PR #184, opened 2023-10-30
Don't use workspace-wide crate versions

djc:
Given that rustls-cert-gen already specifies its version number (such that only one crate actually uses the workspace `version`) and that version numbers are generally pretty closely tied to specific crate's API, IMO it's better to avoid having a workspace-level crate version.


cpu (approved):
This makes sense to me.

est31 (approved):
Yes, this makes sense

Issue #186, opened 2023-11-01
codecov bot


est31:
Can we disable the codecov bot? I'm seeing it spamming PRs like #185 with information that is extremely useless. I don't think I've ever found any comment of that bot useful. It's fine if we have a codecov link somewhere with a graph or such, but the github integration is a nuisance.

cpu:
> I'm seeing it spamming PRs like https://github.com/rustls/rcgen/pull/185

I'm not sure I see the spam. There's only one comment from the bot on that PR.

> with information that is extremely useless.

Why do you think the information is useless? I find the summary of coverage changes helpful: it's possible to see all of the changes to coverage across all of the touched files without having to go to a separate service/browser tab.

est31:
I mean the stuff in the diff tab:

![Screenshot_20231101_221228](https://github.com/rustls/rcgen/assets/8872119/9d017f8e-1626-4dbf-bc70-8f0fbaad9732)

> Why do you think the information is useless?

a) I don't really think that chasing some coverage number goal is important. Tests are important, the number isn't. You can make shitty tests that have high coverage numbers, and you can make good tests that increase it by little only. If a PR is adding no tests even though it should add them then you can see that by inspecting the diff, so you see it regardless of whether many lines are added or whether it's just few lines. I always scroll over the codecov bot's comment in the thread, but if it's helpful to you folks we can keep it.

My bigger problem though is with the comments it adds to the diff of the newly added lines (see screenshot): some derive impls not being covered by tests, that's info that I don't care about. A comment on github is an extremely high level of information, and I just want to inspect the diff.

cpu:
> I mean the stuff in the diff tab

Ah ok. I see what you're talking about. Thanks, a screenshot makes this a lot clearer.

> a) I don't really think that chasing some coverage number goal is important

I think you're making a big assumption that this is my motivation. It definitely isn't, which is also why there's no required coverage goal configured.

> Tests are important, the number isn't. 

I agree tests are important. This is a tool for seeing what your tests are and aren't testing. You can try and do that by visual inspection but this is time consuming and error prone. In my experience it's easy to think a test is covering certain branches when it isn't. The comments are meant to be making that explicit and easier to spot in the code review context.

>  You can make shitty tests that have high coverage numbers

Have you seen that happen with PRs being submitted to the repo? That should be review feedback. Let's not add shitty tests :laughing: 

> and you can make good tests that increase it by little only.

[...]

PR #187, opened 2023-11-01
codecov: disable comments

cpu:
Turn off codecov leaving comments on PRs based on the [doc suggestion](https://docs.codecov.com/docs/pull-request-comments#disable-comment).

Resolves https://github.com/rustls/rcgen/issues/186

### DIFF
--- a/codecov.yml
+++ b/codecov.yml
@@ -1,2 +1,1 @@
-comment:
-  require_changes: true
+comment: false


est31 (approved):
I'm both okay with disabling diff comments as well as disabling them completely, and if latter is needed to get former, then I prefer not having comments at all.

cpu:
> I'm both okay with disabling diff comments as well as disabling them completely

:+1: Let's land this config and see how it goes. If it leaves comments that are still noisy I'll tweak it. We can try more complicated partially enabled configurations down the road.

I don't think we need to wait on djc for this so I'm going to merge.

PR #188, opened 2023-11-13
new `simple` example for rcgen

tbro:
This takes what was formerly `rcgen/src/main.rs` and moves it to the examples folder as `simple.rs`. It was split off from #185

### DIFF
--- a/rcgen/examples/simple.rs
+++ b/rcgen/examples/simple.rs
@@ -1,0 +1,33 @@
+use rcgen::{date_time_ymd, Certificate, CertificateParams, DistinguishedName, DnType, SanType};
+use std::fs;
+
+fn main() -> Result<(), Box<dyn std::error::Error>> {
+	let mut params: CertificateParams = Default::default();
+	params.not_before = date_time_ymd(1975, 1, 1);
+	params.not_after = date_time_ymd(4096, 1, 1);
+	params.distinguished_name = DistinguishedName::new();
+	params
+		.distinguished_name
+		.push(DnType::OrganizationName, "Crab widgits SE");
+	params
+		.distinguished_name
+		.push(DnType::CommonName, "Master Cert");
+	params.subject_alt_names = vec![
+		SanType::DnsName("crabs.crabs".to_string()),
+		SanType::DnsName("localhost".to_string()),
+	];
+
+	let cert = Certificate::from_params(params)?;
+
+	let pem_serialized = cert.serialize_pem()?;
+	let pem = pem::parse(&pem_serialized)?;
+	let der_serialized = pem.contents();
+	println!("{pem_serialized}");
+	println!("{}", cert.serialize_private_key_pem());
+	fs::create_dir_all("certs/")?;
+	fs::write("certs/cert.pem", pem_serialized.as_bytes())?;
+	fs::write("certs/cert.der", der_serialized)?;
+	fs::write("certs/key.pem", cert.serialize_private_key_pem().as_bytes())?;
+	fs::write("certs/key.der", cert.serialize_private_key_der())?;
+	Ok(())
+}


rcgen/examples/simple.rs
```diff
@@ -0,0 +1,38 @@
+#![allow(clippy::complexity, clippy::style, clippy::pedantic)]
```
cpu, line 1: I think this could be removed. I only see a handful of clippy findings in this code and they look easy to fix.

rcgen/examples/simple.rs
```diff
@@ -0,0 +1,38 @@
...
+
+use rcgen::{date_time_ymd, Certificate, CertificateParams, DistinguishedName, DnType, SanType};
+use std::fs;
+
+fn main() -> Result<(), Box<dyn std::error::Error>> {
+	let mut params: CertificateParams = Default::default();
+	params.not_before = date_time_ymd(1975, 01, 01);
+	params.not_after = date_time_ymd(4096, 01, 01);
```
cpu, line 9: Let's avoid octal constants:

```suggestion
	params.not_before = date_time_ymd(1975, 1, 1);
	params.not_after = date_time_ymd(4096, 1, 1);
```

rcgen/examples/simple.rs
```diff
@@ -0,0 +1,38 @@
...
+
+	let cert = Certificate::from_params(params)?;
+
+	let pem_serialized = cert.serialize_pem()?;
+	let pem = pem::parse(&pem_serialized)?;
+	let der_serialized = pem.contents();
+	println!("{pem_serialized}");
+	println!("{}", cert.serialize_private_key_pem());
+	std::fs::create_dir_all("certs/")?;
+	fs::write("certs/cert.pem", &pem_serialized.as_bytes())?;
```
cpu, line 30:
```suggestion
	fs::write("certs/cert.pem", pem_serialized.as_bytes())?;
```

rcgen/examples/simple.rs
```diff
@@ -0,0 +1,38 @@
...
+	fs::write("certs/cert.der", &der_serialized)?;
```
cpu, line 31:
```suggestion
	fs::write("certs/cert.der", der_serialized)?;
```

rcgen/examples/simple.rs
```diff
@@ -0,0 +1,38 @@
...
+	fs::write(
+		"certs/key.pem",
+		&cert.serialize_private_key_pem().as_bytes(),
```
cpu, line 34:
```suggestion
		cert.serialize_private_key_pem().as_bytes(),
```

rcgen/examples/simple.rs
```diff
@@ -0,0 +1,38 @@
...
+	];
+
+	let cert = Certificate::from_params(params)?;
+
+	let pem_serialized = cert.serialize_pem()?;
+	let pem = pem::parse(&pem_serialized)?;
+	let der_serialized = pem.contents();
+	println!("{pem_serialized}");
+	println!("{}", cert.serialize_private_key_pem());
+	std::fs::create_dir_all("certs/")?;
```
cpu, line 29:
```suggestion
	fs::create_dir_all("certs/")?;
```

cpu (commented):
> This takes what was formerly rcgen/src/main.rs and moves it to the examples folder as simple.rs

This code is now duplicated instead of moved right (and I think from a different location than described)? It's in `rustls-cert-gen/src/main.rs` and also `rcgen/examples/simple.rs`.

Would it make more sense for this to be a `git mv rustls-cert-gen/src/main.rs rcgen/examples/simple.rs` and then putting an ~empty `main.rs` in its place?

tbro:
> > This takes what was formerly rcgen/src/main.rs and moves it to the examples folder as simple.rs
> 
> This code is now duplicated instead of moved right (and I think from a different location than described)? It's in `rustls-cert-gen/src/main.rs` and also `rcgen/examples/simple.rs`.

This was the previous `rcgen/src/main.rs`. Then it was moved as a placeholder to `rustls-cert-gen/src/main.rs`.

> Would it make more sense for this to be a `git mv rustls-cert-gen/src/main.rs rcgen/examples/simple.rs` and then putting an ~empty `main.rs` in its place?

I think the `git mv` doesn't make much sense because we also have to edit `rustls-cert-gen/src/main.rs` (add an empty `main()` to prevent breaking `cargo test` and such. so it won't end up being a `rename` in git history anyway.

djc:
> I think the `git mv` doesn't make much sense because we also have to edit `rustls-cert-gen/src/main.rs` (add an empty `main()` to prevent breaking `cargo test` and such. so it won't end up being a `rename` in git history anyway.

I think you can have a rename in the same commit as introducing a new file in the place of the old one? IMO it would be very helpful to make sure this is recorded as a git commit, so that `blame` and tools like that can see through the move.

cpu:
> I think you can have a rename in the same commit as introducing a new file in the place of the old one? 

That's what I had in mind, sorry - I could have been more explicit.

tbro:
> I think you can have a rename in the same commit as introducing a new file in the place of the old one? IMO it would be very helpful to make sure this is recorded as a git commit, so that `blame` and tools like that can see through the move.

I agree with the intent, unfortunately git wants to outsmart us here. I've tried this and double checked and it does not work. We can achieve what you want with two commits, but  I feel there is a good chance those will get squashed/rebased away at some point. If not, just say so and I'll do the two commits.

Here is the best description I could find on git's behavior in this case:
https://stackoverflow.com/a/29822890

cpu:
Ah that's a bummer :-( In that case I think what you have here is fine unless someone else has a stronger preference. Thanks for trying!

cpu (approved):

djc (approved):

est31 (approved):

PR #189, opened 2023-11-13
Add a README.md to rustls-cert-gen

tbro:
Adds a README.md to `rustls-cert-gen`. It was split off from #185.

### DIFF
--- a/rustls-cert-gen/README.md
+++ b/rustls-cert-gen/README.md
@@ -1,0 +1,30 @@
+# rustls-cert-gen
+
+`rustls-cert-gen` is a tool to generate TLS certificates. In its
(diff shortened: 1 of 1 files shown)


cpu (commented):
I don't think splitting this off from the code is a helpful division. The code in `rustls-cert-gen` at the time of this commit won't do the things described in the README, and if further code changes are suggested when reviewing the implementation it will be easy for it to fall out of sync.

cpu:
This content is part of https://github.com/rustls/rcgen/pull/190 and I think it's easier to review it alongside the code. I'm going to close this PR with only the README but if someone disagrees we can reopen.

- Your assignment: Using the material, show each line where the string "stuff" can be found.

- Output for this task:
I mean the stuff in the diff tab:
> I mean the stuff in the diff tab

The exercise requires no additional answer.